The problem | Your answer should repeat every line of the records below in which the word "simplicity" appears.

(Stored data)
----

PR #510, opened 2026-07-08
Create a JSON webservice for ERDDAP's variable attribute suggestions

srstsavage:
# Description

Provide ERDDAP's variable attribute suggestions in EDD.makeReadyToUseAddVariableAttributesForDatasetsXml as a JSON webservice, accepting an ncoJson style variable attribute payload and returning suggested attributes (standard name, long name, etc).

This is useful for external tools building datasets.xml config or otherwise curating variable attributes.

## Type of change

### DIFF
--- a/WEB-INF/classes/com/cohort/array/Attributes.java
+++ b/WEB-INF/classes/com/cohort/array/Attributes.java
@@ -920,10 +920,12 @@ public class Attributes {
    *
    * @param indent a String a spaces for the start of each line
    * @param includeTrailingComma if true, a comma is included after the closing } of the attributes
+   * @param includeWrapper if true, the attributes are wrapped in "attributes": { ... }
    * @return a string with all of the attributes for a variable (or *GLOBAL*) formatted for NCO
    *     JSON, with a comma after the closing }.
    */
-  public String toNcoJsonString(String indent, boolean includeTrailingComma) {
+  public String toNcoJsonString(
+      String indent, boolean includeTrailingComma, boolean includeWrapper) {
     StringBuilder sb = new StringBuilder();
 
     // "attributes": {
@@ -938,7 +940,10 @@ public class Attributes {
     //  "double_att": { "type": "double", "data": [73.0, 72.0, 71.0, 70.010, 69.0010, 68.010,
     // 67.0100010]}
     // },
-    sb.append(indent + "\"attributes\": {\n");
+    if (includeWrapper) {
+      sb.append(indent + "\"attributes\": ");
+    }
+    sb.append("{\n");
 
     // each of the attributes
     String names[] = getNames();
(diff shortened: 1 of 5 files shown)


srstsavage:
Some review considerations here:

* This new service currently lives at `/erddap/suggestVariableAttributes`. We could rehome it under a new ERDDAP protocol like `/erddap/services/suggestVariableAttributes` or something similar if desired. `/erddap/rest` is unfortunately claimed by ESRI REST services.
* Speaking of ESRI REST, `doSuggestVariableAttributes` is currently co-opting `sendGeoServicesRestError` as a simple way to return JSON error messages. I also updated `sendGeoServicesRestError` to set the "application/json" content header (`.json` to `getJsonWriter` instead of `.jsonFile`) and also set the HTTP status code correctly. I believe both of those things weren't previous done due to some [incorrect behavior by ESRI](https://community.esri.com/t5/arcgis-rest-apis-and-services-questions/why-aren-t-rest-json-responses-using-content-type/td-p/159566) which has since been fixed). If this isn't desired it would be easy to create a seperate JSON error handler and leave `sendGeoServicesRestError` alone.
* For simplicity, `doSuggestVariableAttributes` is using `response.getWriter()` and setting Content-Type as needed. Could move to another writer if needed.
* Error message are not currently translated, not sure if that's a requirement for a simple JSON webservice.

ChrisJohnNOAA (approved):

ChrisJohnNOAA:
> Some review considerations here:
> 
> * This new service currently lives at `/erddap/suggestVariableAttributes`. We could rehome it under a new ERDDAP protocol like `/erddap/services/suggestVariableAttributes` or something similar if desired. `/erddap/rest` is unfortunately claimed by ESRI REST services.
> * Speaking of ESRI REST, `doSuggestVariableAttributes` is currently co-opting `sendGeoServicesRestError` as a simple way to return JSON error messages. I also updated `sendGeoServicesRestError` to set the "application/json" content header (`.json` to `getJsonWriter` instead of `.jsonFile`) and also set the HTTP status code correctly. I believe both of those things weren't previous done due to some [incorrect behavior by ESRI](https://community.esri.com/t5/arcgis-rest-apis-and-services-questions/why-aren-t-rest-json-responses-using-content-type/td-p/159566) which has since been fixed). If this isn't desired it would be easy to create a seperate JSON error handler and leave `sendGeoServicesRestError` alone.
> * For simplicity, `doSuggestVariableAttributes` is using `response.getWriter()` and setting Content-Type as needed. Could move to another writer if needed.
> * Error message are not currently translated, not sure if that's a requirement for a simple JSON webservice.

I don't believe we're consistent on translating error messages. It's good to, but not required.

srstsavage:
Sounds good, I'll leave as-is for now then.

You're fine with the URL of `/erddap/suggestVariableAttributes`? No need to create a new `/erddap/services/` route?

ChrisJohnNOAA:
> Sounds good, I'll leave as-is for now then.
> 
> You're fine with the URL of `/erddap/suggestVariableAttributes`? No need to create a new `/erddap/services/` route?

I think its good for now. We might change later when we have a better idea on offering a set of machine friendly services.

----

Response below |
* For simplicity, `doSuggestVariableAttributes` is using `response.getWriter()` and setting Content-Type as needed. Could move to another writer if needed.
> * For simplicity, `doSuggestVariableAttributes` is using `response.getWriter()` and setting Content-Type as needed. Could move to another writer if needed.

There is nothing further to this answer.